Abstract

Morris and Griersdorf breathe new life into the allegorical theatre of war in this dark yet powerful interdisciplinary anthology that foregrounds situated and localized corpo-materialities of the body as an alternative site in which to apprehend the destabilizing effects of Empire, 1 the degradation of our social and cultural environment, as well as the decimation of human rights. By investigating how war and choreography are complementary ‘meaning making system(s)’ (p. 2) that share organizational logics premised upon ‘movement with inherent political potenti[al]’ (p. 6), the text pushes at disciplinary boundaries, making it of timely relevance to critical debates in political and creative geography while also sitting comfortably within a more established literature on dance, performativity, and embodiment. Through theoretically rich, yet practitioner-based contributions, we are also reminded of the ways in which disembodied academic narratives have themselves contributed to the production of a Manichean geopolitics.
Morris and Griersdorf’s central thesis, that an existential and ‘amorphous’ (p. 2) warfare has now been ‘extend[ed] over foreign territori[es]’ (p. 6) in the aftermath of 9/11, is elaborated through 16 loosely arranged thematic chapters from a geographically expansive, yet nevertheless eclectic bricolage of Global North and South locations. Moving fluidly between the artistic and the political, the authors are united in their mutual recognition that ‘the way bodies move . . . says a great deal about how we think about bodies in general’ (p. 65). Many of the essays point to the instability of Empire on multiple scales given that its military might is grounded in, but equally relies upon, corporeal and affective registers of the body instrument – highly attuned in its technical proficiency, as much as its vulnerability. Burrill’s study is most notable in making these claims. The ‘virtual enlistment’ (p. 65) and training of prospective soldiers through the power geometries of military gameplay are both a means and process through which combatants become accommodated to the warscape.

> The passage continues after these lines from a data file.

PR #771, opened 2020-06-26
Add tel: linktype to whitelist

TomWor:
Please consider adding this link type to the whitelist.
It's commonly recognized among modern browsers and especially convenient on mobile devices.


TomWor:
I just saw that this was added already recently in master. Nevermind.

PR #819, opened 2021-11-21
Add comma to specialCharacters list

grimalschi:
This solves wrong behaviour with escaped commas.

You can see this wrong behaiviour using "1\. Hello\, world!" phrase at https://parsedown.org/demo

Screenshot 2021-11-21 at 07 30 55

This is important because this kind of escape ("1\. Hello\, world!") produced by one of most famous markdown editors - TUI editor.

If you write list without marking its as a real list, you will get this kind of escaping and then if you use result in Parsedown, you see "\," instead of just commas.

### DIFF
--- a/Parsedown.php
+++ b/Parsedown.php
@@ -1961,7 +1961,7 @@ class Parsedown
     # Read-Only
 
     protected $specialCharacters = array(
-        '\\', '`', '*', '_', '{', '}', '[', ']', '(', ')', '>', '#', '+', '-', '.', '!', '|', '~'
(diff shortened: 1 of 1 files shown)


grimalschi:
CommonMark also "unescapes" commas:
https://spec.commonmark.org/dingus/?text=%5C*not%20emphasized*%0A%5C%3Cbr%2F%3E%20not%20a%20tag%0A%5C%5Bnot%20a%20link%5D(%2Ffoo)%0A%5C%60not%20code%60%0A1%5C.%20not%20a%20list%0A%5C*%20not%20a%20list%0A%5C%23%20not%20a%20heading%0A%5C%5Bfoo%5D%3A%20%2Furl%20%22not%20a%20reference%22%0A%5C%26ouml%3B%20not%20a%20character%20entity%0A

PR #296, opened 2026-09-05
Fix `sphere_effect` type from `byte` to `ushort` enum `SphereTargets`

### LINKED ISSUE #295: SphereGridNodeType's sphere effect is the wrong size
We currently provide `SphereGridNodeType.sphere_effect` as a byte:
```cs
[StructLayout(LayoutKind.Sequential)]
public struct SphereGridNodeType {
    public ExcelSimplifiableTextOffset name;
    public ExcelSimplifiableTextOffset help;
    public byte                        sphere_effect;
    public T_XCommandId                ability_id;
    public ushort                      amount;
    public ushort                      icon_id;
}
```
However, as noted by Rurusachi over on Discord, it is in fact a 2-byte value:

Additionally, it appears to be a bitfield, so we should provide it as an enum. In fact, this seems to be the same as the `SphereTargets` enum we already define elsewhere.

cxldalyy:
Closes #295

### DIFF
--- a/src/core/ffx/panel.cs
+++ b/src/core/ffx/panel.cs
@@ -9,7 +9,7 @@ namespace Fahrenheit.FFX;
 public struct SphereGridNodeType {
     public ExcelSimplifiableTextOffset name;
     public ExcelSimplifiableTextOffset help;
-    public byte                        sphere_effect;
+    public SphereTargets               sphere_effect;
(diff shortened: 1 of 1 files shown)


fkelava (approved):
Thanks.

DawnVeilwinter (approved):
Looks good to me, thank you!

By seeing and sensing war through the soldier’s body, gameplay elicits a kinesthetic empathy connecting civilians with military communities; a probing analysis which extends beyond the mere ‘antagonistic binary of normative versus resistive’ (p. 11) often found in studies on violence and social justice.

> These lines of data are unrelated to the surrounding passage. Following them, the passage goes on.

PR #297, opened 2026-09-08
Fix errors identified in `a11` testing

fkelava:
Per AP testing.

### DIFF
--- a/src/runtime/malloc.cs
+++ b/src/runtime/malloc.cs
@@ -36,8 +36,8 @@ namespace Fahrenheit.Runtime;
 [SupportedOSPlatform("windows5.1.2600")]
 public unsafe sealed class FhMallocModule : FhModule {
 
-    private static nuint _reserved { 
-        get => FhUtil.get_at<nuint>(FhUtil.select(0x153CD44, 0x14E6AB4, 0x14E6AB4)); 
+    private static nuint _reserved {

For other contributors, the question of how choreography might intervene performatively in affective spaces of the political is more pertinent: Hellier-Tinoco’s analysis of moving bodies in the US/Mexico borderlands shows how the ephemerality of performance art enables an articulation of the ‘absurd, illogical’ and even ‘incomprehensible’ (p. 289) conditions of war that opens somesthetic practices of military operations to critical interrogation and subversion. In Rowe and Davies-Cordova’s essays, Palestinian and South African dance theatre productions ‘Access Denied’ and ‘Every Year, Every Day I am Walking’, respectively, are used to depict the fast and slow choreographing of socio-spatial erasure inherent in the (neo)colonial project. By manipulating the theatre-space to reflect ‘asymmetries of power’ (p. 87), the authors bring the kinesthetic essence of these visceral, yet highly fragmented ‘collage[s] of moments under occupation’ (p. 27) into comparative relief with the architectural environments under study. The point which the authors make is both subtle and convincing: in a context where movement presents as an everyday ordeal and where life is rendered an ungrievable and de-corporealized grid on a map, cultural creation becomes a necessary survival mechanism, not only for enabling decimated sites to persist through bodily memory and cultural transmission, but also for enabling subjects to perform aspects of their own humanity.

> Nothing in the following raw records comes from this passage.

PR #301, opened 2026-09-14
Add sound effects to the save UI

### LINKED ISSUE #300: The save UI is missing sound effects
Sound effects can be played using the `SndSepPlaySimple(uint sound_id)` or `SndSepPlay(uint sound_id, uint pan, uint volume)` functions. Calling `SndSepPlaySimple(uint sound_id)` is equivalent to calling `SndSepPlay(uint sound_id, 63, 127)`.

DawnVeilwinter:
Fixes #300.


src/core/ffx/call.cs
```diff
@@ -1206,10 +1206,15 @@ public static FhMethodHandle<d_AtelGetEventName> AtelGetEventName
         => new( new FhMethodLocation("FFX.exe", 0x4796E0) );
 
     [UnmanagedFunctionPointer(CallingConvention.Cdecl)]
-    public delegate void d_SndSepPlaySimple(uint arg1);
+    public delegate void d_SndSepPlaySimple(uint sound_id);
     public static FhMethodHandle<d_SndSepPlaySimple> SndSepPlaySimple
         => new( new FhMethodLocation("FFX.exe", 0x486DE0) );
```
fkelava: This function is common, returns `undefined4`, and should be fused with its X-2 definition. `SndPlay`/`SqsSePlay` do not return `void`, but `undefined4`. The compiler took liberties with the calling convention.

src/core/ffx/call.cs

Another contribution which chimes with a trajectory of research in cultural geography is Osterweis’s concept of a ‘geo-choreography’ which designates ‘the re-ordering of the [postcolonial] urban landscape choreographically without colonizing it’ (p. 269). In this seductive vision of counter-cartographic power, choreography emerges as an ‘event’ where kinesthesia and the landscape collide to not only curate and shape new space–times of the urban field but rather attend to violent traces and memories in the landscape to enable more ethically just and self-sustaining futures. If the anthology deserves any criticism however, it is in this continual slippage between choreography as metaphor and practice, such that the ‘more than representational’ cognitive processes integral to dance are, at times, regrettably lost.
Despite this, Morris and Griersdorf do justice in weaving a web of sensibility and intelligibility that privileges the constitution of a new transformative haptic and somatic geopolitics, one which, to follow Gregory 2 and others, may provide us with situated practices and affective experiences rather than tautological narratives to belie the violent shroud that cloths our contemporary geopolitical moment.